We introduce the modular space as the quantum configuration space corresponding to the modular representation and treat it as an alternative to the classical configuration space. The modular representations have a built-in Abelian gauge symmetry. We discuss the singular limits in which the modular representation converges to the Schrodinger and momentum representations, and show that these limits require two distinct fixings of the modular gauge symmetry.

In order to explore the propagation of quantum states in the modular space, we construct a Feynman path integral for the harmonic oscillator explicitly as the transition amplitude between two modular states. The result is a functional integral over the compact modular space, which shows novel features of the dynamics such as winding modes, an Aharonov-Bohm phase, and a new action on the modular space. We compare the stationary trajectories that extremize this modular action to the phase space solution of Hamilton's equations in the Schrodinger representation and find a new translation symmetry. We also identify the other symmetries of the harmonic oscillator in the modular action and show their correspondence to the classical case.

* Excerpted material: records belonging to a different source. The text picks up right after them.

PR #9601, opened 2021-02-25
chore(core): error builder instead of error class

lucacasonato:
This PR moves core away from the concept of error classes, towards a
concept of error builders. These builders are simple functions that can
return any error value. This is needed for WebGPU, where many errors
are `DOMExceptions` that take two parameters, the message and the error
type. Currently we have no way to create errors that take more than one
paramterer.

### DIFF
--- a/core/core.js
+++ b/core/core.js
@@ -174,14 +174,14 @@ SharedQueue Binary Layout
     return send(opsCache[opName], control, ...zeroCopy);
   }
 
-  function registerErrorClass(errorName, className) {
+  function registerErrorBuilder(errorName, builder) {
     if (typeof errorMap[errorName] !== "undefined") {
-      throw new TypeError(`Error class for "${errorName}" already registered`);
+      throw new TypeError(`Error builder for "${errorName}" already registered`);
     }
-    errorMap[errorName] = className;
+    errorMap[errorName] = builder;
   }
 
-  function getErrorClass(errorName) {
+  function getErrorBuilder(errorName) {
     return errorMap[errorName];
   }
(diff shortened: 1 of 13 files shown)


core/core.js
```diff
@@ -203,13 +203,13 @@ SharedQueue Binary Layout
...
-    if (!ErrorClass) {
+    const errorBuilder = getErrorBuilder(res.err.className);
+    if (!errorBuilder) {
       throw new Error(
-        `Unregistered error class: "${res.err.className}"\n  ${res.err.message}\n  Classes of errors returned from ops should be registered via Deno.core.registerErrorClass().`,
+        `Unregistered error builder: "${res.err.className}"\n  ${res.err.message}\n  Builders for errors returned from ops should be registered via Deno.core.registerErrorBuilder().`,
       );
     }
-    throw new ErrorClass(res.err.message);
+    throw errorBuilder(res.err.message);
```
nayeemrmn, line 214: This add an extra junk stack frame in op errors ☹ (#4189) Can we not keep error classes on the JS side?

lucacasonato: As described in the PR description: This is needed for WebGPU, where many errors
are `DOMException`s that take two parameters, the message and the error
type. Currently we have no way to create errors that take more than one
parameter.

nayeemrmn: Can the infrastructure return a `[class, ...args]` tuple? It just needs to be constructed here.

lucacasonato: I guess that would work. I'll open another PR :upside_down_face:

We generalize the relationship between the classical Hamiltonian function and the modular action by postulating a new modular Legendre transform. For demonstration we apply this transformation on the Kepler problem and reformulate it in terms of modular variables.

We then switch our focus to the representations of the Weyl algebra that violate the assumptions of the Stone-von Neumann theorem. In a similar fashion to the polymer representations studied as a toy model for quantum gravity, we polymerize the modular representation to obtain an inequivalent representation called the modular polymer (MP) representation.

The new MP representation lacks both position and momentum operators, therefore the Hamiltonian of the harmonic oscillator is regularized with the Weyl operators and the non-separable MP Hilbert space is split into superselection sectors. The solutions to the Schrodinger equation fall into two categories depending on whether the ratio between the modular scale and the polymeric regularization scale is a rational or irrational number. We find a discrete and finite energy spectrum in each superselection sector in the former case, and a continuous, bounded one in the latter.